_Supplied material_
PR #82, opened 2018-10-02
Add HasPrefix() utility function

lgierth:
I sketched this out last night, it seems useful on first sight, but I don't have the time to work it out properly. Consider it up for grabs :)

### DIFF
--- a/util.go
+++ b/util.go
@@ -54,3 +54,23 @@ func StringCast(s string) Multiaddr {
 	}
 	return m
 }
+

_What is needed_
Set down the records again verbatim, so that each word stays as it is.

_Answer to this task_
PR #82, opened 2018-10-02
Add HasPrefix() utility function

lgierth:
I sketched this out last night, it seems useful on first sight, but I don't have the time to work it out properly. Consider it up for grabs :)

### DIFF
--- a/util.go
+++ b/util.go
@@ -54,3 +54,23 @@ func StringCast(s string) Multiaddr {
 	}
 	return m
 }
+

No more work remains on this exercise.